Marco D’Amore ha solo 33 anni e una vita che sembra particolarmente piena di «prima» e «invece». A dire il vero, c’è anche un «piuttosto» di quelli pesanti, ma questo lo scoprirete alla fine dell’intervista.

Invece di studiare matematica, all’esame di maturità impressionò la commissione recitando Rosso Malpelo di Giovanni Verga.
Prima di entrare all’Accademia d’arte drammatica Paolo Grassi a Milano, aveva quasi deciso che da grande avrebbe fatto il maestro di scuola elementare.
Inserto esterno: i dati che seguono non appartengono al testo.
PR #4300, opened 2015-10-13
fixes instance control styling in Safari

astewes:
*  Fixes instance control (number input) in Service detail view
*  As styling of the number input is only possible with webkit, non-webkit browsers will default to their native styling for this element (see graphics below)

Safari:
safari

Chrome:
chrome

Firefox:
ff


ajainarayanan:
:+1: LGTM

PR #4301, opened 2015-10-13
Upgrade kafka version to 0.8.2.2 to include the fix for KAFKA-1228

anwar6953:
Upgrade kafka version to 0.8.2.2 to include the fix for https://issues.apache.org/jira/browse/KAFKA-1228.

Tested on SDK, this resolves the issue we were facing in CDAP-3963.
Will test on cluster shortly.

https://issues.cask.co/browse/CDAP-3963
http://builds.cask.co/browse/CDAP-RBT507-4


chtyim:
LGTM. Can you test it on the cluster as well? Need to make sure it works with Twill as well, since Twill also use the Partitioner interface. Hopefully the type erasure make it binary compatible.

anwar6953:
Tested against 3.2.0 cluster.

chtyim:
LGTM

Invece di lavorare a teatro con Toni Servillo, sarebbe potuto finire a suonare il flauto traverso e il clarinetto in qualche orchestra sinfonica.
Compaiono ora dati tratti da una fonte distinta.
PR #4302, opened 2015-10-13
CDAP-3990 allow adding the same dataset instance or module

albertshau:
Fixed a bug where the dataset configurer would error out if the
same dataset instance or module was added multiple times.
Enhancing the logic to check for equality, so that an exception
is only thrown if the same instance or module is added with a
different value.

### DIFF
--- a/cdap-api/src/main/java/co/cask/cdap/internal/api/DefaultDatasetConfigurer.java
+++ b/cdap-api/src/main/java/co/cask/cdap/internal/api/DefaultDatasetConfigurer.java
@@ -87,8 +87,12 @@ public class DefaultDatasetConfigurer implements DatasetConfigurer {
   public void addStream(Stream stream) {
     checkArgument(stream != null, "Stream cannot be null.");
     StreamSpecification spec = stream.configure();
-    checkArgument(!streams.containsKey(spec.getName()),
-                  "Stream %s has already been added. Remove the duplicate addition.", spec.getName());
+
+    StreamSpecification existingSpec = streams.get(spec.getName());
+    if (existingSpec != null && !existingSpec.equals(spec)) {
+      throw new IllegalArgumentException(String.format("Stream '%s' was added multiple times with different specs. " +
+        "Please resolve the conflict so that there is only one spec for the stream.", spec.getName()));
+    }
     streams.put(spec.getName(), spec);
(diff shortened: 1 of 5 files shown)


albertshau:
http://builds.cask.co/browse/CDAP-RBT508

chtyim:
LGTM

anew:
I am not sure about the approach. I think we should support the following:
1. Two different plugins should be able to install different dataset modules, but using  the same name (the two plugins don't know about each other, so they both might use a name like "customModule").
2. Two different plugins should be able to install the same module with different names. (one uses "partitionedFileSetModule", the other uses "pfs"). 

In case 1, we could allow that prefixing the name that the plugin provides with the plugin name. (Module names are not used by apps at runtime, they are only used internally by the dataset framework to track dependecies between modules).

For case 2, we need to make sure that module only gets added once, because the second time it would fail due to its dataset types already existing.

chtyim:
@anew but then how to handle case when pipeline wants two plugins actually sharing the same dataset?

albertshau:
This particular change is not directly related to plugins, though it came up because I tried to add the same custom dataset in both an etl source and sink, and app deployment failed with this error.  It's simply relaxing a check that was too restrictive.

Whether or not a plugin should be isolated from other dataset modules is ultimately up to the application logic. For ETL, there are both cases where it makes sense and where it doesn't.  It doesn't make sense for the use case mentioned above, where multiple plugins actually want to use the same dataset.  But it does make sense it other places where there are unintentional conflicts. 

Because we have situations where we want to share, I don't think we can prefix the datasets and dataset modules.  To handle the case where there are unintentional conflicts, maybe it makes sense to extend the platform capabilities so that an application can react to the presence of an existing dataset or dataset type in different ways.  Today we always continue on with app deployment if the object already exists, but it may make sense for the application to compare what's pre-existing to what it's trying to add and act accordingly.

anew:
I agree that this will need more work in the future. For now, this fix solves the most common use case, where two plugins share the same module/code. LGTM

anew:
@albertshau can you open (a) Jira(s) for the future work that you suggested? Thanks :)

albertshau:
opened CDAP-3994 and CDAP-3995 to address

PR #4303, opened 2015-10-13
CDAP-3822 Don't propagate the failure to create the Spark framework c…

anwar6953:
Opening PR for review of the approach, which I am unsure of.

Don't propagate the failure to create the Spark framework classloader. Instead, try to do without it.

https://issues.cask.co/browse/CDAP-3822


anwar6953:
Closing this PR.
The proper fix is actually to the test case of the kafka-pack repo.
Additional details are in the comments of JIRA: https://issues.cask.co/browse/CDAP-3822

PR #4304, opened 2015-10-14
changes node config tab columb widths

astewes:
*  Shrinks column with for input and output columns (both studio and pipeline detail views)

nodes


ajainarayanan:
:+1: LGTM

Prima di incontrare la fidanzata Daniela non aveva mai avuto una ragazza (fissa).
Invece di festeggiare i compleanni con il fratello Giuliano, ha girato l’Italia e il mondo in tournée (se pensate che gli abbia fatto piacere, sbagliate).
Prima di diventare Ciro l’Immortale aveva i capelli lunghi e ricci, la barba e una ventina di chili di più addosso.

Insomma, Marco D’Amore era quasi un’altra persona rispetto al giovane camorrista, calvo e affilato, che ha interpretato in Gomorra - La serie su Sky, telefilm ispirato al libro di Roberto Saviano, il più visto nella storia della pay tv (italiana), nonché, probabilmente, anche il più venduto all’estero (una sessantina di Paesi).
La versione che mi siede davanti, invece, è soltanto leggermente ammorbidita nei tratti del viso rispetto a quella dello schermo. «Ho ripreso qualche chilo», dice.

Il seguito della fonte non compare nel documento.